### Your task
Across the entries below, how many lines have the word "under" in them? Respond with only the number.

(Excerpts from a dataset)
PR #3604, opened 2023-01-26
refactor: remove old `garden dev` command implementation

edvald:
For now, the `dev` command implementation is basically that of the `serve` command, with an added "under construction" message to steer users to the `deploy --dev` command.

Later we will add interactivity on top, hopefully before the 0.13 GA.

BREAKING CHANGE:

The behavior of the `garden dev` command is being fully replaced. It will no longer automatically perform all tests and deployments, but instead connect to the new dashboard, and later feature a command input in the terminal.

### DIFF
--- a/core/src/commands/dev.ts
+++ b/core/src/commands/dev.ts
@@ -6,298 +6,72 @@
  * file, You can obtain one at http://mozilla.org/MPL/2.0/.
  */
 
-import deline = require("deline")
-import dedent = require("dedent")
+import { CommandResult, CommandParams } from "./base"
+import { dedent } from "../util/string"
+import { ServeCommand, ServeCommandArgs, ServeCommandOpts } from "./serve"
 import chalk from "chalk"
-import { readFile } from "fs-extra"
-import moment = require("moment")
-import { join } from "path"
-
-import { getActionWatchTasks } from "../tasks/helpers"
-import { Command, CommandResult, CommandParams, handleProcessResults, PrepareParams } from "./base"
-import { STATIC_DIR } from "../constants"
-import { processActions } from "../process"
-import { TestTask } from "../tasks/test"
-import { ConfigGraph } from "../graph/config-graph"
-import { getMatchingServiceNames } from "./helpers"
-import { startServer } from "../server/server"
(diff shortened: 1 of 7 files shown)


core/src/commands/dev.ts
```diff
@@ -6,298 +6,70 @@
...
-
-export type DevCommandArgs = typeof devArgs
-export type DevCommandOpts = typeof devOpts
+// const ansiBannerPath = join(STATIC_DIR, "garden-banner-2.txt")
 
 // TODO: allow limiting to certain modules and/or services
-export class DevCommand extends Command<DevCommandArgs, DevCommandOpts> {
+export class DevCommand extends ServeCommand {
   name = "dev"
   help = "Starts the garden development console."
```
eysi09, line 22: Should we also update the help text?

core/src/commands/dev.ts
```diff
@@ -6,298 +6,70 @@
...
-    const deploys = graph.getDeploys({ names: args.deploys })
+  //   this.server = await startServer({ log: footerLog })
+  // }
 
-    const localModeDeployNames = getMatchingServiceNames(opts["local-mode"], graph)
+  async action(params: CommandParams<ServeCommandArgs, ServeCommandOpts>): Promise<CommandResult> {
+    params.log.warn({
+      msg:
+        chalk.bold(dedent`
+          🚧  This command is ${chalk.yellow.bold("under construction")}  🚧
```
eysi09, line 53: Should we explain this a little better? 

A user that is already using the command might be a bit surprised by to see this all of a sudden. 

Maybe add that they're seeing this because they've upgraded to 0.13 and ensure it's clear that they shouldn't downgrade.

eysi09 (commented):
Couple of comments on the text.

core/src/commands/dev.ts
edvald: That's fair. I was imagining this all to be very temporary, even cleared up before 0.13 GA, but I can add some more commentary.

core/src/commands/dev.ts
edvald: Ah yes, missed that. I wonder what makes sense though, any thoughts?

### Your solution
2